In order to test the practical applicability of this biosensor for real samples analyses, the glucose in blood serum was determined. Before determination, 20 μL of the serum samples was added with the help of microinjector into the measuring chamber and diluted with PBS (pH 6.8) to obtain a total 5.0 mL volume. This was then analyzed without any further pretreatment. As a control, the GOD method was employed according to a previous protocol [35]. The glucose concentration levels in sera determined by the proposed biosensor were in agreement with the values determined by the spectrophotometry method and the results are shown in Table 1. Analytical recoveries of the glucose added into blood serum samples were from 95.0% to 97.2%. All experimental results demonstrated the promising capability of this novel biosensor in practical application.

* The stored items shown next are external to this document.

PR #173, opened 2020-07-31
Feature/rtl addon

### LINKED ISSUE #172: RTL Addon for Storybook
Add a RTL toggle to our storybook app.

No such toggle exists.

No

emclaug2:
Fixes #172 

- Add RTL addon to storybook

### DIFF
--- a/demos/storybook/.storybook/config.js
+++ b/demos/storybook/.storybook/config.js
@@ -88,11 +88,11 @@ addDecorator((storyFn) => {
     const [darkTheme, setDarkTheme] = useState(createMuiTheme(appendDirection(ReactThemeDark)));
 
     useEffect(() => {
-        channel.on(DIR_CHANGE_EVENT, update);
-        return () => channel.off(DIR_CHANGE_EVENT, update);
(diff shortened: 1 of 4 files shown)


emclaug2:
Any RTL defects found in individual components will require separate issues to be opened.

emclaug2:
Firebase deployment for easier viewing:  https://pxblue-react-library.web.app/

jeffvg:
this is to only throw in the add-on piece and not fix anything but to log issues later?

emclaug2:
> this is to only throw in the add-on piece and not fix anything but to log issues later?

That's correct - if there's anything wrong with the RTL version in any of our components, the fix should be logged as a separate issue and not fixed inside this PR.  This is just to prevent scope creeping.

emclaug2:
For example, none of the icons are inverted inside a hero component when RTL is enabled.

joebochill:
> None of the icons are inverted inside a hero component when RTL is enabled. I'll make an issue for this one.

None (90%) of the icons won't be flipped because our react components don't do automatic flipping (except for internally used icons)...Any icons passed into components will need to be flipped on the storybook side.

PR #174, opened 2020-08-04
Feature/showcase submodule

joebochill:
For PXBLUE-1434 .

- Replace showcase with submodule ([react-showcase-demo](https://github.com/pxblue/react-showcase-demo))
- Convert the showcase to typescript and add linting configuration
- Refactor some of the showcase redux integrations to use hooks
- Added new commands to the component library
    - `yarn initialize` initializes the submodule (this will automatically be run as part of the existing start command)
    - `yarn update:submodule` should be run if there are upstream changes to the showcase repo that you need to pull down


emclaug2:
Looks like circleci needs the full git url when attempting to clone the submodule.

emclaug2:
I ran `yarn start:showcase` and ran into an infinite loop.

Is this command supposed to work or should it be removed?

joebochill:
> I ran `yarn start:showcase` and ran into an infinite loop.
> 
> Is this command supposed to work or should it be removed?

The command will still work, but after initial clone, there is an additional step that must be run `yarn initialize` to clone the contents of the submodule (otherwise the start command in that folder will execute the start command of the component repo, which causes a circular loop like you're seeing.

I added a new script to conditionally do the initialization automatically, so now `yarn start:showcase` should work off of a fresh clone the way you're used to.

PR #176, opened 2020-08-06
Add optional divider prop to DrawerHeader, default false

### LINKED ISSUE #164: Turn off the Drawer Header divider by default

Would like to have drawer header divider turned off by default, and turned on only when a new prop `divider` is set to true

image
From docit. This alignment is awkward

Can be part of the drawer refactor

emclaug2:
Fixes #164 

- Divider under DrawerHeader is now optional and by default turned off.

### DIFF
--- a/CHANGELOG.md
+++ b/CHANGELOG.md
@@ -5,6 +5,7 @@
 - Fixes RTL support issues in the `<DrawerLayout>`/`<Drawer>`
 - Fixes an issue with text wrapping in the `<InfoListItem>` subtitle
 - Fixes an issue with hover color alpha channel in `<InfoListItem>`
+- Adds optional prop to the `<DrawerHeader>` to add a bottom divider
 
 ## V4.0.2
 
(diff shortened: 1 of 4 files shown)


huayunh:
Just a note: the header divider is off by default given our current white on blue header design; when we reach a consensus on the drawer style, it _might_ change to default on.

image
(I know Joe is still unhappy about this design decision)

joebochill:
> Just a note: the header divider is off by default given our current white on blue header design; when we reach a consensus on the drawer style, it _might_ change to default on.
> (I know Joe is still unhappy about this design decision)

I'm fine with showing white headers in storybook, I just wouldn't make them the default.

I'm fine with this change as is though, since with the blue default you don't really see the divider anyway

huayunh:
And update storybook full config story?

emclaug2:
I've updated the changelog and the full config story.  

Also having fun with this gif maker. ++
Drawer no icon

emclaug2:
I've updated the full config story and the changelog.

PR #177, opened 2020-08-06
Icon align prop

huayunh:
Fixes 1472.

- Added `iconAlign` prop (like `textAlign`) that aligns the icon when `avatar` prop is set to `false`. This prop is set to `left` by default
- Added story, doc, changlog... marking as a draft until I figure out how to do the git submodule thing

#### Screenshots:

Under LTR and dark mode.
Note that the drawer menu items did not get any settings on it; the only things changed in this screenshot are those in the list of info list items. Look how nicely aligned they are :) 

image


components/src/core/InfoListItem/InfoListItem.test.tsx
```diff
@@ -61,12 +59,6 @@ describe('InfoListItem', () => {
     });
  */
 
-    it('renders with avatar', () => {
```
joebochill, line 64: No love for the avatar test?

huayunh: Yup, bc now the thing renders a transparent avatar background when avatar = false

huayunh:
> Works great! My only question is do we want these to be 'left' 'center' 'right', or 'start' 'center' 'end'? I only ask because i looked at it in RTL and it was backwards to what the prop says (technically).

Should I do `'left' | 'start' | 'center' | 'right' | 'end'` then? :P 

I am happy with either way -- we are having "left component" "right component" etc, so I think it should be fine to leave it that way

joebochill:
> > Works great! My only question is do we want these to be 'left' 'center' 'right', or 'start' 'center' 'end'? I only ask because i looked at it in RTL and it was backwards to what the prop says (technically).
> 
> Should I do `'left' | 'start' | 'center' | 'right' | 'end'` then? :P
> 
> I am happy with either way -- we are having "left component" "right component" etc, so I think it should be fine to leave it that way

Good point...I'm fine with it as is

PR #191, opened 2020-08-28
Publish 4.1.0

joebochill:
Move latest published code into master

-   Fixes RTL support issues in the `<DrawerLayout>`/`<Drawer>`
-   Fixes an issue with hover color alpha channel in `<InfoListItem>`
-   Adds `iconAlign` prop to `<InfoListItem>` to align icon left (default), center or right
-   Adds optional prop to the `<DrawerHeader>` to add a bottom divider
-   Adds `<DropdownToolbar>` component


huayunh:
> When you start using forwardRef in a component library, you should treat it as a breaking change and release a new major version of your library. This is because your library likely has an observably different behavior (such as what refs get assigned to, and what types are exported), and this can break apps and other libraries that depend on the old behavior. 

— https://reactjs.org/docs/forwarding-refs.html#note-for-component-library-maintainers

joebochill:
@huayunh 

If you've noticed a different behavior or public API somewhere, please let me know. As far as I can tell, I think we can get by with calling this a new feature (without breaking changes)...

Table 1 Glucose determination and recovery test for serum samples

Conclusions

A novel and intriguing route for glucose biosensor fabrication was presented. It is based on immobilization of GOD by adsorption of gold nanoparticles on a precursor of tailor-designed platinum nanoparticle-modified polycrystalline gold microelectrode. Highly activated by combining gold nanoparticles with tailor-designed platinum nanoparticles, the resulting glucose biosensor holds a synergistic electrocatalytic effect for the oxidation of hydrogen peroxide, derived from the GOD production during glucose oxidation, at a low positive potential. In addition, the anti-interference ability was improved significantly due to the negatively charged discrimination of DTPA.